Case file

PCAP Kerberos AS-REP roast and WinRM command reconstruction

Advanced DFIR engagement: Wireshark capture of an AD compromise — open-port SYN/ACK map, AS-REP etype 23 for larry.doe cracked to Password1!, WinRM traffic decrypted to recover SAM/SYSTEM dump commands and the planted artifact.

Advanced35 minDFIR · Kerberos · WinRM · Active Directory
01

Engagement summary

traffic.pcap reconstructed the intrusion: Kerberos username spray → AS-REP roast of DIRECTORY.THM\larry.doe → WinRM with Password1! → reg save SAM/SYSTEM and a planted flag.

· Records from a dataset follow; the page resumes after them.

Issue #1310, opened 2021-05-05
Verify if ipsec-preferred server will work with a network LoadBalancer on AWS


mangelajo:
**What would you like to be added**:

Rebase this patch: https://github.com/submariner-io/submariner/pull/1146

And test with the preferred-server mode for IPSEC.

**Why is this needed**:

This would allow us to save a dedicated worker node just for submariner in the case of openshift deployments.

mangelajo:
It was verified and working

PR #1344, opened 2021-05-19
Implement multiple public IP resolvers

### LINKED ISSUE #1317: If ipify.org is down, submariner-gateway is unable to start
**What happened**:

We use `ipify.org` API to discover the gateway public IP, but if this service is not responding the submariner-gateway will not start.

I would expect additional services resolving the external IP if this one fails,
if all fail, use a fallback to the last known PublicIP

We could provide 'publicip.submariner.io' also as a first resolver, this would allow us to collect anonymous statistics on submariner usage (may be country + version, or just version). But that's a separate topic.

**Environment**:
- Submariner version (use `subctl version`): 0.10.0 & devel

mangelajo:
The gateway nodes now can be labeled as:
```
gateway.submariner.io/public-ip=<resolver>[,resolver..]
```

where resolvers take the form of `<method>:<parameter>`

the implemented methods are:

- api
- lb
- ipv4
- dns

Fixes-Issue: #1317
Related-Issue: #1310
Related-Issue: #1071 

Adds multiple API fallbacks:
    
    In addition to https://api.ipify.org
    - https://api.my-ip.io/ip
    - https://ip4.seeip.org

### DIFF
--- a/pkg/apis/submariner.io/v1/types.go
+++ b/pkg/apis/submariner.io/v1/types.go
@@ -87,10 +87,19 @@ const (
 	GatewayConfigLabelPrefix = "gateway.submariner.io/"
 	UDPPortConfig            = "udp-port"
 	NATTDiscoveryPortConfig  = "natt-discovery-port"
+	PublicIP                 = "public-ip"
 )
 
 const (
 	DefaultNATTDiscoveryPort = "4490"
+)
+
+// Valid PublicIP resolvers.
+const (
+	IPv4         = "ipv4" // ipv4:1.2.3.4
+	LoadBalancer = "lb"   // lb:external-gw-lb
+	API          = "api"  // api:api.ipify.org
+	DNS          = "dns"  // dns:mygateway.dns.name.com
 )
 
 // BackendConfig entries which aren't configured via labels, but exposed from the endpoints
@@ -102,6 +111,7 @@ const (
 var ValidGatewayNodeConfig = []string{
 	UDPPortConfig,
 	NATTDiscoveryPortConfig,
+	PublicIP,
 }
 
 // +k8s:deepcopy-gen:interfaces=k8s.io/apimachinery/pkg/runtime.Object
--- a/pkg/endpoint/local_endpoint_test.go
+++ b/pkg/endpoint/local_endpoint_test.go
@@ -18,20 +18,30 @@ limitations under the License.
 package endpoint_test
 
 import (
+	"os"
+
 	. "github.com/onsi/ginkgo"
 	. "github.com/onsi/gomega"
+	endpoint "github.com/submariner-io/submariner/pkg/endpoint"
+
+	"github.com/submariner-io/submariner/pkg/util"
 	v1 "k8s.io/api/core/v1"
 	v1meta "k8s.io/apimachinery/pkg/apis/meta/v1"
+	"k8s.io/client-go/kubernetes"
+	"k8s.io/client-go/kubernetes/fake"
 
-	"github.com/submariner-io/submariner/pkg/endpoint"
 	"github.com/submariner-io/submariner/pkg/types"
 )
 
+const testNodeName = "this-node"
+
 var _ = Describe("GetLocal", func() {
 	var submSpec types.SubmarinerSpecification
+	var client kubernetes.Interface
+	var testPrivateIP = util.GetLocalIP()
 	var node *v1.Node
+
 	const (
-		testPrivateIP       = "127.0.0.1"
 		testUDPPort         = "1111"
 		testUDPPortLabel    = "udp-port"
 		testNATTPortLabel   = "natt-discovery-port"
@@ -49,14 +59,19 @@ var _ = Describe("GetLocal", func() {
 
 		node = &v1.Node{
 			ObjectMeta: v1meta.ObjectMeta{
+				Name: testNodeName,
 				Labels: map[string]string{
 					backendConfigPrefix + testNATTPortLabel: "1234",
 					backendConfigPrefix + testUDPPortLabel:  testUDPPort,
 				}}}
+
+		client = fake.NewSimpleClientset(node)
+
+		os.Setenv("NODE_NAME", testNodeName)
 	})
 
 	It("should return a valid SubmarinerEndpoint object", func() {
-		endpoint, err := endpoint.GetLocal(submSpec, testPrivateIP, node)
+		endpoint, err := endpoint.GetLocal(submSpec, client)
 
 		Expect(err).ToNot(HaveOccurred())
 		Expect(endpoint.Spec.ClusterID).To(Equal("east"))
@@ -72,7 +87,7 @@ var _ = Describe("GetLocal", func() {
 	When("no NAT discovery port label is set on the node", func() {
 		It("should return a valid SubmarinerEndpoint object", func() {
 			delete(node.Labels, testNATTPortLabel)
-			_, err := endpoint.GetLocal(submSpec, testPrivateIP, node)
+			_, err := endpoint.GetLocal(submSpec, client)
 			Expect(err).ToNot(HaveOccurred())
 		})
 	})
--- a/pkg/endpoint/public_ip.go
+++ b/pkg/endpoint/public_ip.go
@@ -1,0 +1,149 @@
+/*
+SPDX-License-Identifier: Apache-2.0
+
+Copyright Contributors to the Submariner project.
+
+Licensed under the Apache License, Version 2.0 (the "License");
+you may not use this file except in compliance with the License.
+You may obtain a copy of the License at
+
+    http://www.apache.org/licenses/LICENSE-2.0
+
+Unless required by applicable law or agreed to in writing, software
+distributed under the License is distributed on an "AS IS" BASIS,
+WITHOUT WARRANTIES OR CONDITIONS OF ANY KIND, either express or implied.
+See the License for the specific language governing permissions and
+limitations under the License.
+*/
+
+package endpoint
+
+import (
+	"context"
+	"io/ioutil"
+	"net"
+	"net/http"
+	"regexp"
+	"strings"
+
+	"github.com/pkg/errors"
+	v1 "github.com/submariner-io/submariner/pkg/apis/submariner.io/v1"
+	"github.com/submariner-io/submariner/pkg/types"
+	metav1 "k8s.io/apimachinery/pkg/apis/meta/v1"
+	"k8s.io/client-go/kubernetes"
+	"k8s.io/klog"
+)
+
+type publicIPResolverFunction func(clientset kubernetes.Interface, namespace, value string) (string, error)
+
+var publicIPMethods = map[string]publicIPResolverFunction{
+	v1.API:          publicAPI,
+	v1.IPv4:         publicIP,
+	v1.LoadBalancer: publicLoadBalancerIP,
+	v1.DNS:          publicDNSIP,
+}
+
+var IPv4RE = regexp.MustCompile(`(?:\d{1,3}\.){3}\d{1,3}`)
+
+func getPublicIP(submSpec types.SubmarinerSpecification, k8sClient kubernetes.Interface, backendConfig map[string]string) (string, error) {
+	config, ok := backendConfig[v1.PublicIP]
+	if !ok {
+		config = "api:api.ipify.org,api:api.my-ip.io/ip,api:ip4.seeip.org"
+	}
+
+	resolvers := strings.Split(config, ",")
+	for _, resolver := range resolvers {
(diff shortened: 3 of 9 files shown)


pkg/endpoint/public_ip_test.go
```diff
@@ -0,0 +1,116 @@
...
+		const jsonIP = "{\"ip\": \"" + testIP + "\"}"
+
+		It("should return the IP", func() {
+			ip, err := firstIPv4InString(jsonIP)
+			Expect(err).ToNot(HaveOccurred())
+			Expect(ip).To(Equal(testIP))
+		})
+	})
+
+	When("the content hasn't a IPv4", func() {
```
skitt:
```suggestion
	When("the content doesn't have an IPv4", func() {
```

skitt (changes requested):
Minor grammar issue; more importantly, since this means we no longer need `go-ipify`, please run `go mod tidy` to remove it from `go.mod` (and `go.sum`).

pkg/endpoint/local_endpoint_suite_test.go
```diff
@@ -13,7 +13,7 @@ WITHOUT WARRANTIES OR CONDITIONS OF ANY KIND, either express or implied.
 See the License for the specific language governing permissions and
 limitations under the License.
 */
-package endpoint_test
+package endpoint
```
tpantelis: This doesn't need to be changed.

pkg/endpoint/local_endpoint_test.go
```diff
@@ -13,23 +13,32 @@ WITHOUT WARRANTIES OR CONDITIONS OF ANY KIND, either express or implied.
 See the License for the specific language governing permissions and
 limitations under the License.
 */
-package endpoint_test
+package endpoint
```
tpantelis: ...nor this.

pkg/endpoint/public_ip.go
```diff
@@ -0,0 +1,131 @@
...
+	if !ok {
+		config = "api:api.ipify.org"
+	}
+
+	resolvers := strings.Split(config, ",")
+	for _, resolver := range resolvers {
+		resolver = strings.Trim(resolver, " ")
+		parts := strings.Split(resolver, ":")
+		if len(parts) != 2 {
+			return "", errors.Errorf("bad format for %q", config)
```
```suggestion
			return "", errors.Errorf("invalid format for %q label: %q", v1.PublicIP, config)
```

pkg/endpoint/public_ip.go
```diff
@@ -0,0 +1,131 @@
...
+		}
+
+		method, ok := publicIPMethods[parts[0]]
+		if !ok {
+			return "", errors.Errorf("unknown method %q in %q", parts[0], config)
```
```suggestion
			return "", errors.Errorf("unknown resolver %q in %q label: %q", parts[0], v1.PublicIP, config)
```

pkg/endpoint/public_ip.go
```diff
@@ -0,0 +1,131 @@
...
+}
+
+func publicLoadBalancerIP(clientset kubernetes.Interface, namespace, loadBalancerName string) (string, error) {
+	service, err := clientset.CoreV1().Services(namespace).Get(context.TODO(), loadBalancerName, metav1.GetOptions{})
+	if err != nil {
+		return "", errors.Wrapf(err, "error getting service %q for the public IP address", loadBalancerName)
+	}
+
+	if len(service.Status.LoadBalancer.Ingress) < 1 {
+		return "", errors.Errorf("error, service %q didn't contain any LoadBalancer ingress", loadBalancerName)
```
```suggestion
		return "", errors.Errorf("service %q doesn't contain any LoadBalancer ingress", loadBalancerName)
```

pkg/endpoint/public_ip_test.go
```diff
@@ -0,0 +1,116 @@
...
+			},
+		}
+
+		client = fake.NewSimpleClientset(service)
+
+		backendConfig = map[string]string{}
+
+	})
+
+	When("using the lb prefix for a LoadBalancer with Ingress IP", func() {
```
tpantelis:
```suggestion
	When("a LoadBalancer with Ingress IP is specified", func() {
```

pkg/endpoint/public_ip_test.go
```diff
@@ -0,0 +1,116 @@
...
+		It("should return the IP", func() {
+			backendConfig[publicIPConfig] = "lb:" + testServiceName
+			service.Status.LoadBalancer.Ingress[0].IP = testIP
+			ip, err := getPublicIP(submSpec, client, backendConfig)
+			Expect(err).ToNot(HaveOccurred())
+			Expect(ip).To(Equal(testIP))
+		})
+	})
+
+	When("using the lb prefix for a LoadBalancer with Ingress hostname", func() {
```
tpantelis:
```suggestion
	When("a LoadBalancer with Ingress hostname is specified", func() {
```

pkg/endpoint/public_ip_test.go
```diff
@@ -0,0 +1,116 @@
...
+		It("should return the IP", func() {
+			backendConfig[publicIPConfig] = "lb:" + testServiceName
+			service.Status.LoadBalancer.Ingress[0].Hostname = testIPDNS + ".nip.io"
+			ip, err := getPublicIP(submSpec, client, backendConfig)
+			Expect(err).ToNot(HaveOccurred())
+			Expect(ip).To(Equal(testIPDNS))
+		})
+	})
+
+	When("using the lb prefix for a LoadBalancer with no ingress", func() {
```
tpantelis:
```suggestion
	When("a LoadBalancer with no ingress is specified", func() {
```

pkg/endpoint/public_ip_test.go
```diff
@@ -0,0 +1,116 @@
...
+
+		backendConfig = map[string]string{}
+
+	})
+
+	When("using the lb prefix for a LoadBalancer with Ingress IP", func() {
+		It("should return the IP", func() {
+			backendConfig[publicIPConfig] = "lb:" + testServiceName
+			service.Status.LoadBalancer.Ingress[0].IP = testIP
+			ip, err := getPublicIP(submSpec, client, backendConfig)
```
tpantelis, line 80: I don't think we should modify the service after being added to the fake client. I suggest to refactor a bit into additional `BeforeEach` to `JustBeforeEach`:

At L64:

```
var retIP string
var retErr error

BeforeEach(func() {
    backendConfig = map[string]string{}
}

JustBeforeEach(func() {
    submSpec = ...

    service = ...

    client = fake.NewSimpleClientset(service)

    retIP, retErr := getPublicIP(submSpec, client, backendConfig)
})
```

After L87:

```
BeforeEach(func() {
    backendConfig[publicIPConfig] = "lb:" + testServiceName
    service.Status.LoadBalancer.Ingress[0].IP = testIP
}

Similar with the other test specs.

```

pkg/apis/submariner.io/v1/types.go
```diff
@@ -84,12 +84,21 @@ const (
...
 	UDPPortConfig            = "udp-port"
 	NATTDiscoveryPortConfig  = "natt-discovery-port"
+	PublicIP                 = "public-ip"
 )
 
 const (
 	DefaultNATTDiscoveryPort = "4490"
 )
 
+// PublicIP possible prefixes/methods
```
```suggestion
// Valid PublicIP resolvers.
```

pkg/apis/submariner.io/v1/types.go
```diff
@@ -84,12 +84,21 @@ const (
...
+const (
+	IP           = "ipv4" // ipv4:1.2.3.4
```
```suggestion
	IPv4           = "ipv4" // ipv4:1.2.3.4
```

pkg/apis/submariner.io/v1/types.go
```diff
@@ -84,12 +84,21 @@ const (
...
+	LoadBalancer = "lb"   // lb:external-gw-lb
+	API          = "api"  // api:ipify.org
```
```suggestion
	API          = "api"  // api:api.ipify.org
```

tpantelis (changes requested):

pkg/endpoint/public_ip_test.go
mangelajo: You're right I was going something around those lines, not exactly that but the same concept.

pkg/endpoint/local_endpoint_suite_test.go
mangelajo: I had to do it to be able to access `firstIPv4InString` during testing without making it public.

pkg/apis/submariner.io/v1/types.go
mangelajo: Done

pkg/apis/submariner.io/v1/types.go
mangelajo: Done.

pkg/apis/submariner.io/v1/types.go
mangelajo: Done.

pkg/endpoint/local_endpoint_test.go
mangelajo: same

pkg/endpoint/public_ip.go
mangelajo: Done.

pkg/endpoint/public_ip.go
mangelajo: Done.

pkg/endpoint/public_ip_test.go
mangelajo: Done thanks.

mangelajo (commented):
Thanks for the review, I handled the comments and extended the tests.

skitt (changes requested):
This still needs `go mod tidy` ;-).

pkg/endpoint/local_endpoint_suite_test.go
tpantelis: That's in _public_ip_test.go_ so that needs to be in the `endpoint ` package but the others don't.

mangelajo: Yes but then I believe I would need to create a duplicate of the test_suite.go part. I think it's not worth it.

mangelajo:
> This still needs `go mod tidy` ;-).

@skitt  oops, right!

pkg/endpoint/public_ip_test.go
```diff
@@ -0,0 +1,188 @@
...
+	When("an API entry specified with ip4.seeip.org", func() {
+		It("should return some IP", func() {
+			backendConfig[publicIPConfig] = "api:ip4.seeip.org"
+			client := fake.NewSimpleClientset()
+			ip, err := getPublicIP(submSpec, client, backendConfig)
+			Expect(err).ToNot(HaveOccurred())
+			Expect(net.ParseIP(ip)).NotTo(BeNil())
+		})
+	})
+
```
tpantelis: I'm not sure we should test these specific sites - we may get intermittent failures.  The main thing is to test the algorithm. We could start a local HTTP server for the test (on `localhost:<some port>`) and use that URL. If we want to verify these specific sites for validity as defaults then we can add a periodic test. But I don't think we should gate unrelated PRs if these sites get flaky.

pkg/endpoint/local_endpoint_suite_test.go
mangelajo: I was front, than you @tpantelis

pkg/endpoint/public_ip_test.go
mangelajo: I think we really should. Probably unit test is not the best place to test it.
But we definitely should test them periodically to make sure that the defaults we offer to customers are functional and healthy.

I can remove those tests if we agree to enable some periodic check for those resolvers in CI

skitt: I agree we need to test the remote resolvers, not to do their monitoring for them, but just to know that they are functional as you say. However their failure should never create difficulty in evaluating or merging a PR. So a periodic test is fine for this.

mangelajo: Thanks for your feedback, I agree it will be better to periodically monitor. I will create a separate PR for that, some github action + bash should suffice.

mangelajo:
last push to update the license headers, and squashed into a single commit for easier backport.

skitt (approved):

mangelajo:
@skitt sorry about that, while handling the markdown details I updated the patch according to the new public IP resolvers too, 
see the new table at the start and let me know if it looks ok.

mangelajo:
@skitt I'm an idiot, the comment and review re-request was really for: https://github.com/submariner-io/submariner-website/pull/485/files#diff-a9163e1cec4d91ef9323f3e06e5ad35552e68c096b78f5e5635607580c48e5a1R20

If you can, please re-add your vote, no changes here.

tpantelis (approved):

mangelajo:
Thank you @tpantelis & @skitt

DIRECTORY was a music-company IR case with only a Wireshark capture (md5 23393189b3cb22f7ac01ce10427886de). TShark SYN/ACK enumeration showed AD-typical ports (53,80,88,135,139,389,445,…). Kerberos AS traffic identified DIRECTORY.THM\larry.doe as the foothold account. AS-REP etype 23 cipher material was formatted for hashcat -m 18200 and cracked to Password1!. Encrypted WinRM on 5985 was decrypted with that password; base64 rsp:Arguments recovered whoami, reg save HKLM\SYSTEM / SAM, and the operator artifact THM{Ya_G0t_R0aSt3d!}.

Business impact

Accounts without Kerberos pre-auth are offline AS-REP roast targets. Weak passwords plus WinRM exposure turn a single hash into interactive admin. Enforce pre-auth, long unique secrets, and monitor for AS-REP roasting and unusual WinRM command sequences.

02

Open ports and Kerberos foothold user

SYN/ACK map and kerberos.CNameString extraction identified larry.doe.

OPERATOR · TSHARK

savvy@lab:~$ tshark -r traffic.pcap -c 3000 -T fields -e tcp.srcport -Y "tcp.flags.syn == 1 && tcp.flags.ack == 1" | sort -n | uniq | paste -sd ','

53,80,88,135,139,389,445,464,593,636,3268,3269,5357

savvy@lab:~$ tshark -r traffic.pcap -Y kerberos -T fields -e kerberos.CNameString -e kerberos.crealm | awk 'NF==2 {print $2 "\\" $1}' | sort -u

DIRECTORY.THM\larry.doe

03

AS-REP extract and crack

hashcat mode 18200 recovered Password1! from etype 23 AS-REP.

HASH FORMAT

directory.hash

$krb5asrep$23$larry.doe@DIRECTORY.THM:<cipher>$<checksum>

OPERATOR · HASHCAT

savvy@lab:~$ tshark -r traffic.pcap -Y "frame.number==4817" -T fields -e kerberos.cipher -e kerberos.CNameString -e kerberos.crealm

savvy@lab:~$ hashcat -a 0 -m 18200 directory.hash /usr/share/wordlists/rockyou.txt

Password1! (larry.doe@DIRECTORY.THM)

04

WinRM decrypt and command timeline

Decrypted WinRM Arguments showed SAM/SYSTEM dumps and the planted flag.

OPERATOR · WINRM

savvy@lab:~$ python3 decrypt.py -p 'Password1!' ./traffic.pcap > decrypted_traffic.txt

savvy@lab:~$ grep -oP '(?<=<rsp:Arguments>).*?(?=</rsp:Arguments>)' decrypted_traffic.txt | while read l; do echo "$l" | base64 -d; echo; done

whoami

reg save HKLM\SYSTEM C:\SYSTEM

reg save HKLM\SAM C:\SAM

THM{Ya_G0t_R0aSt3d!}

Remediation

Disable AS-REP roastable accounts; enforce strong passwords and Protected Users where appropriate. Restrict WinRM, alert on reg save of SAM/SYSTEM, and retain full packet capture for IR.